**What is required**
A line qualifies if it holds the string "dbGetFieldIndex". Copy every qualifying line from the records.
** Given records follows **
PR #154, opened 2021-04-05
Add DBR_VFIELD

mdavidsaver:
While not acceptable in it present form, I would like to get feedback before another iteration as I would like to see a solution merged.

The problem I'm trying to solve is how to usefully access complex types as database fields.  My immediate application is to the PVA data containers `shared_vector` and `PVStructure`, although there are others (eg. areaDetector's NDArray).

I'd like to be able to move these types through `dbGet()` and `dbPut()`, and by extension the derivative interfaces like links.

I want to do this in a way which would avoid allocating a new `DBF_*` code for every possible data type to avoid close coupling of currently external types with the database code.  My solution to this is to add one new `DBR_*` code, and use it to pass extra arguments around most of the existing code of `dbGet()` and `dbPut()`.  The logic to handle this is split between the caller, and record support.

So a caller would look like:

```c++
DBADDR *paddress = ...;
shared_vector<const void> aval;
struct VField {
    const VFieldType *vtype;
    shared_vector<const void> *aval;
} varg = {&vfSharedVector, &aval};
dbGet(paddress, DBR_VFIELD, NULL, &varg, NULL);
```

So in effect, `DBR_VFIELD` indicates that additional arguments are passed through the existing 'pbuffer' argument.  At present this ugliness is left exposed, though could eventually be hidden in a wrapper.

The other side of `dbGet()` is one of two new record support functions

```c++
long get_vfield(struct dbAddr *paddr, struct VField *p)
{
    stdstringinRecord *prec = (stdstringinRecord*)paddr->precord;

    if(p->vtype==&vfStdString) {
        VString *pstr = (VString*)p;
        if(dbGetFieldIndex(paddr)==stdstringinRecordVAL) {
            pstr->value = prec->val;
            return 0;
        } else if(dbGetFieldIndex(paddr)==stdstringinRecordOVAL) {
            pstr->value = prec->oval;
            return 0;
        }
    }
    return S_db_badChoice;
}
```

This PR supersedes https://github.com/mdavidsaver/epics-base/pull/1 now that the pre-requisite #71 is merged.

### DIFF
--- a/configure/CONFIG_DATABASE_MODULE
+++ b/configure/CONFIG_DATABASE_MODULE
@@ -26,3 +26,4 @@ MSI3_15                    = $(EPICS_DATABASE_HOST_BIN)/msi$(HOSTEXE)
 EPICS_BASE_IOC_LIBS = dbRecStd dbCore ca Com
 
 HAS_registerAllRecordDeviceDrivers=YES
+HAS_DBR_VFIELD=YES
--- a/modules/database/src/ioc/db/dbAccess.c
+++ b/modules/database/src/ioc/db/dbAccess.c
@@ -634,6 +634,8 @@ long dbEntryToAddr(const DBENTRY *pdbentry, DBADDR *paddr)
     paddr->field_size  = pflddes->size;
     paddr->special     = pflddes->special;
     paddr->dbr_field_type = mapDBFToDBR[dbfType];
+    paddr->ro = 0;
+    paddr->vfields = NULL;
 
     if (paddr->special == SPC_DBADDR) {
         const rset *prset = dbGetRset(paddr);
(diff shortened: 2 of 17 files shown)


mdavidsaver:
Current status:

* @anjohnson Suggests rename V -> Q https://github.com/mdavidsaver/epics-base/pull/1#discussion_r468964263
* Usage in QSRV https://github.com/mdavidsaver/pva2pva/tree/vfield
* Question about arguments for `rset::get_vfield`.  Include `db_field_log*`?
* I can't find a way to represent a PVA style delta with existing dbEvent queue.  So delta is limited to mapping from `DBE_*`.  (eg. can't indicate partial table update)

mdavidsaver:
@bfrk I would be interested (although slightly frightened ;) ) to having your opinion on this PR since you have been working in this area.

mdavidsaver:
Also, `stdstringinRecord` is intended primarily as demonstration/test.  It could be removed, or "demoted" to test code.

bfrk:
From a first cursory look it looks like a clever idea to me. It would help to have a bit of high-level documentation to get a feeling for how powerful this mechanism is. It would also help to have another somewhat more artificial example (a structure with say three fields of different scalar types) to compare to the stdstringinrecord example. As I understand it, with this we can transport arbitrary structures "atomically" i.e. with a single call to `dbGet` or `dbPut`. One thing I don't quite understand is this: I would have thought that at some point a DBR_VFIELD request has to iterate over the available fields, but I can't find the place where this happens.

PR #156, opened 2021-04-08
`dbChannel_get_count()`unlocked

mdavidsaver:
A change I tried while playing around with https://github.com/epics-base/epics-base/pull/100#issuecomment-813701869 .  While it didn't have much effect in that highly artificial case with a single client, it might be interesting from the prospective of scalability.  Omitting `dbScanLock()` would allow many clients to run `dbChannel_get_count()` in parallel, potentially mitigating "thundering herd" scenarios following a subscription update.

### DIFF
--- a/modules/database/src/ioc/db/dbAccess.c
+++ b/modules/database/src/ioc/db/dbAccess.c
@@ -623,6 +623,7 @@ all_done:
 
 long dbEntryToAddr(const DBENTRY *pdbentry, DBADDR *paddr)
 {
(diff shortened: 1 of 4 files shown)


mdavidsaver:
This change turns up a potential race w/ helgrind as `DBR_STATUS` triggers reads `ACKS` and `ACKT`.  These values are not used when `dbr <= oldDBR_TIME_DOUBLE`, so I think this is a false positive.

PR #157, opened 2021-04-16
allow glob pattern in var command

dirk-zimoch:


mdavidsaver:
Seems reasonable.  I think the code could be shortened by combining the two loops by adding `args[0].sval == NULL ||`.

```c
if(args[1].sval == NULL) {
        int found = 0;
        for (v = iocshVariableHead ; v != NULL ; v = v->next)
            if (args[0].sval == NULL || epicsStrGlobMatch(v->pVarDef->name, args[0].sval) != 0) {
                varHandler(v->pVarDef, NULL);
                found = 1;
            }
        if (args[0].sval != NULL && !found)
            fprintf(epicsGetStderr(), "No var matching %s found.\n", args[0].sval);
    }
```

dirk-zimoch:
Only that `var` with no arguments would fail with "No var matching (null) found." if no variables exist (which is unlikely).

mdavidsaver:
Ok, I've edited my previous post to add the condition in two places :)

anjohnson:
I was thinking just yesterday that it would be nice if `epicsEnvShow` could take a glob pattern, but (a) that would be a different PR to this one, and (b) we probably don't have a portable way to iterate through the set of environment variables anyway (I don't mean our list of envParams, which is different), which we'd need to use the `epicsStrGlobMatch()` function. Some platforms provide that ability (e.g. `extern char **environ`), but I haven't come across a standard way of doing it (unless C++ has a suitable API?).

dirk-zimoch:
** End of Given records **
**Exercise result**
        if(dbGetFieldIndex(paddr)==stdstringinRecordVAL) {
        } else if(dbGetFieldIndex(paddr)==stdstringinRecordOVAL) {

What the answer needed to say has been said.